Una riforma dell’Irpef organica, generale, di sistema, non si farà. E non perché il governo sta sempre «come in autunno sugli alberi le foglie», ma perché i soldi stanziati non sono sufficienti.

La cifra destinata alla riforma al massimo basterà per continuare a fare quello che si sta facendo da 20 anni, aggiustamenti, esenzioni, tax espenditur, detrazioni, bonus, assegni.

È il verdetto del professor Giuseppe Pisauro, presidente dell’Ufficio parlamentare di Bilancio, pronunciato davanti alla commissione Finanze alla Camera impegnata in un’indagine conoscitiva sulla riforma dell’Irpef.

«Le risorse stanziate per la riforma dell’Irpef sono insufficienti per centrare gli obiettivi indicati nella Nadef e nel Pnrr». ha scandito Pisauro.
E sono insufficienti perché la maggior parte dei miliardi stanziati «se li mangia» l’assegno unico per i figli, continuando ad aggravare quella che Pisauro definisce la «più grave delle iniquità del sistema» Irpef, che vede i redditi medi, da dipendente pagare un’aliquota marginale più alta del massimo legale.

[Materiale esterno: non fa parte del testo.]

PR #1642, opened 2025-12-03
docs: add a version switch.

miyukoc:
This patch makes the theme include a JavaScript file that replaces the static version HTML with a `<select>` element. The list of versions is fetched from `<content root>/../versions.json` and is expected to adhere to the following format:

```json
[
  { "name": "1.2.3", "root_url": "/docs/amaranth/v1.2.3/" },
  { "name": "1.2.2", "root_url": "/docs/amaranth/v1.2.2/" }
]
```

This file is expected to be updated manually similarly to how updates are done for https://amaranth-lang.org/index.html. However, an automation could be built at a maintainer's request: for example, this file could be assembled anew when pushing from this repo's GitHub Actions workflow to https://github.com/amaranth-lang/amaranth-lang.github.io.

The appearance of the version switch matches that of the Read the Docs theme's version switch.

image

Once this PR is merged, a follow-up PR should be created for https://github.com/amaranth-lang/amaranth-lang.github.io that adds this JavaScript file to all past versions of the documentation, together with the initial version of the `versions.json` file.

### DIFF
--- a/docs/_static/version-switch.js
+++ b/docs/_static/version-switch.js
@@ -1,0 +1,111 @@
+document.addEventListener('DOMContentLoaded', () => {
+  let contentRoot = new URL(
+    document.documentElement.dataset.content_root ?? DOCUMENTATION_OPTIONS.URL_ROOT,
+    window.location.href,
+  );
+
+  function insertVersionSwitch(versions) {
+    let versionElement = document.querySelector('.wy-side-nav-search > .version');
+    if (!versionElement) return;
+
+    let root = document.createElement('div');
+    root.innerHTML = `
+      <div class="switch-menus">
+        <div class="version-switch"><select></select></div>
+      </div>
+    `;
+
+    let switchMenus = root.firstElementChild;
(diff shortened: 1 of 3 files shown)


whitequark:
> However, an automation could be built at a maintainer's request: for example, this file could be assembled anew when pushing from this repo's GitHub Actions workflow to https://github.com/amaranth-lang/amaranth-lang.github.io.

Yes please.

docs/_static/version-switch.js
```diff
@@ -0,0 +1,111 @@
...
+    versionSwitchSelect.addEventListener('change', (event) => {
+      let option = event.target.selectedIndex;
+      let item = event.target.options[option];
+      window.location.href = item.dataset.url;
+    });
+
+    versionElement.replaceWith(switchMenus);
+  }
+
+  fetch(new URL('../versions.json', contentRoot)).then(async (response) => {
```
whitequark: Does this work when you're in a subdirectory, like https://amaranth-lang.org/docs/amaranth/latest/stdlib/memory.html ?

Ad oggi le risorse stanziate per la riforma, per il triennio 2021-2023 sono 8 miliardi per il 2022 e 7 miliardi dal 2023, «ma - ha detto Pisauro - una quota di 5/6 miliardi è destinata all’assegno unico per i figli, Quindi di fatto per la riforma vera e propria, ne restano solo 2/3 miliardi per il 2022 e altrettanti per il 2023».

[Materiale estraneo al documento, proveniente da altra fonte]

PR #1661, opened 2026-04-09
build.plat: Skip ports with empty metadata

jeanthom:
Skip yielding ports with None metadata. This change fixes a bug which prevents building a design using IOPort instances with no metadata (required by some Gowin IP cores).


whitequark (approved):
Looks good, let me keep the PR open a little to make sure I'm not missing anything.

Will you want a backport?

jeanthom:
@whitequark I don't need it at the moment, but let me know if you'd like me to backport it to a previous version.

PR #1675, opened 2026-08-12
vendor._gowin: (Apicula) add -family option to synth_gowin call

### LINKED ISSUE #1673: (Gowin) Apicula template generates call to `synth_gowin` without `-family` option, which defaults to gw1a family
Was looking at build logs for curiosity, and noticed it was using GW1N family extra cells during synthesis:

```
2.2. Executing Verilog-2005 frontend: /Users/joel/oss-cad-suite-20260805/libexec/../share/yosys/gowin/cells_xtra_gw1n.v
```

Figured I'd poke around in there see what else is available, and there's `cells_xtra_gw2a.v` which targets the GW2A-LV18PG256C8/I7 FPGA I'm using. I'm not using any specific functionality out of any of these extra family-specific cells (yet) so it hasn't bothered me.

Looking at yosys docs (ref: https://yosyshq.readthedocs.io/projects/yosys/en/latest/cmd/index_techlibs_gowin.html), the `-family <family>` switch determines which family-specific cells get used. Docs state:

```
sets the gowin family to the specified value. The default is 'gw1n'.
The following families are supported:
'gw1n', 'gw2a', 'gw5a'.
```

So this should probably be set correctly for Gowin parts in `amaranth/vendor/_gowin.py`

In theory it's an easy fix:

```
--- a/amaranth/vendor/_gowin.py
+++ b/amaranth/vendor/_gowin.py
@@ -387,7 +387,7 @@ class GowinPlatform(TemplatedPlatform):
             {% endfor %}
             read_rtlil {{name}}.il
             {{get_override("script_after_read")|default("# (script_after_read placeholder)")}}
-            synth_gowin {{get_override("synth_opts")|options}} -top {{name}} -json {{name}}.syn.json
+            synth_gowin {{get_override("synth_opts")|options}} -family {{platform.series[:4].lower()}} -top {{name}} -json {{name}}.syn.json
             {{get_override("script_after_synth")|default("# (script_after_synth placeholder)")}}
         """,
     }
```

Because `platform.series` is always a part extracted out of the part number, it should always be available and be set to something vaguely sensible that Apicula supports.

This may be an issue for yosys synth_gowin old enough to not have the `-family` switch or separate gw2a libraries, but given the major changes in Amaranth 0.6 for Gowin parts anyway I don't think this will be a big deal because everyone will need a reasonably up-to-date yosys to even have `nextpnr-himbaechel`

Happy to put together a PR for this.

joelpmichael:
Fixes #1673. Per observations in issue report, this may require an updated yosys which understands the `-family` option to `synth_gowin`, but Amaranth 0.6.0 will require a yosys that's new enough to contain `nextpnr-himbaechel` anyway. Given this concern, this PR should not be back-ported to 0.5.x or earlier.

This will only affect code that targets Gowin family-specific cells that differ across Gowin families (GW1N, GW2A, GW5A), of which there are none within Amaranth-lang itself, or in the Gowin-based boards in Amaranth-boards that I have access to.

Tested on Sipeed Tang Primer 20k + Dock hardware, based on GW2A-LV18PG256C8/I7

### DIFF
--- a/amaranth/vendor/_gowin.py
+++ b/amaranth/vendor/_gowin.py
@@ -387,7 +387,7 @@ class GowinPlatform(TemplatedPlatform):
             {% endfor %}
             read_rtlil {{name}}.il
             {{get_override("script_after_read")|default("# (script_after_read placeholder)")}}
-            synth_gowin {{get_override("synth_opts")|options}} -top {{name}} -json {{name}}.syn.json
+            synth_gowin {{get_override("synth_opts")|options}} -family {{platform.series[:4].lower()}} -top {{name}} -json {{name}}.syn.json
             {{get_override("script_after_synth")|default("# (script_after_synth placeholder)")}}
         """,
     }


whitequark (approved):
Thank you!

PR #1676, opened 2026-08-12
Add Value.__iter__

### LINKED ISSUE #1674: Iterable Values
Values are technically iterable:

```python
>>> x = Signal(5)
>>> list(x)
[(slice (sig x) 0:1), (slice (sig x) 1:2), (slice (sig x) 2:3), (slice (sig x) 3:4), (slice (sig x) 4:5)]
```

And this is pretty useful, for example you can zip signals together, or signals with related metadata:

```python
>>> list(zip(x, range(5)))
[((slice (sig x) 0:1), 0), ((slice (sig x) 1:2), 1), ((slice (sig x) 2:3), 2), ((slice (sig x) 3:4), 3), ((slice (sig x) 4:5), 4)]
```

Unfortunately, this is just conventional, and [values are in principle not Iterables](https://docs.python.org/3/library/collections.abc.html#id5). One consequence is, among others, that such uses of `zip` do not pass checking with `pyright` and other type checkers. It is possible to add a "virtual" `__iter__` method just to the type stub just to make the static checks pass - but this does not help with dynamic checks via `isinstance`, and also accessing `__iter__` directly will lead to runtime errors.

tilk:
Closes #1674.

### DIFF
--- a/amaranth/_utils.py
+++ b/amaranth/_utils.py
@@ -23,8 +23,9 @@ def to_binary(n: int, width: int) -> str:
 
 
 def flatten(i):
+    from amaranth.hdl._ast import Value
     for e in i:
-        if isinstance(e, str) or not isinstance(e, Iterable):
+        if isinstance(e, (str, Value)) or not isinstance(e, Iterable):
             yield e
         else:
             yield from flatten(e)
--- a/amaranth/hdl/_ast.py
+++ b/amaranth/hdl/_ast.py
@@ -1182,6 +1182,17 @@ class Value(metaclass=ABCMeta):
         else:
             raise TypeError(f"Cannot index value with {key!r}")
 
+    def __iter__(self):
+        """Iteration over bits, from least to most significant.
+
+        Yields
+        -------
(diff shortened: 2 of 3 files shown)


whitequark:
Now that I see that this fails a lot of tests, I recall that @wanda-phi wrote basically this exact patch and had to backtrack on it because of how many tests it failed.

Here are some thoughts:
- Accessing `__iter__` directly shouldn't really be a big issue since `iter(x)` works fine and that's the "right" way to do it per Python docs.
- How about just inheriting it from `Iterable`? Would that work?
- I'm not sure what the root cause is.

tilk:
This is weird, will investigate later.

whitequark:
Thank you!

tilk:
Turns out making `Value` an `Iterable` makes it another of these weird `Iterable` instances (like `str`) for which iteration is self-referential, which broke `amaranth._utils.flatten`.

whitequark:
Thanks. If you squash the commits I'll hit merge!

whitequark (approved):

whitequark:
Thanks!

Con una dote così misera c’è poco da fare.

Ma soprattutto la parte «mangiata» dall’assegno unico per i figli - che secondo le richieste del «forum delle famiglie» deve essere di «almeno 200 euro per ogni figlio fino a 21 anni», senza alcun tetto alla figliolanza - rischia di aggravare una situazione di «iniquità orizzontale». Iniquità sottolineata non solo da Pisauro ma da tutte le analisi presentate dagli esperti auditi in queste settimane dalla commissione presieduta da Luigi Marattin.

Anche a causa del cosiddetto bonus Renzi (prima di 80euro, ora di 100), per le fasce di reddito centrali (28.000-35.000 euro e poi 35.000-40.000 euro) il peso della tassazione ha superato l’aliquota massima prevista dalla legge, cioè il 43%.

«Il 20% dei lavoratori dipendenti pagano un’aliquota marginale uguale o superiore a 45% e addirittura l’aliquota marginale arriva al 61% per i redditi tra i 35.000 e 40.000 euro», ha detto Pisauro. Che almeno «si sani questo orrore». Soldi necessari? «Proprio i 3 miliardi che restano, tolto quanto previsto per l’assegno unico», sottolinea il presidente di Upb.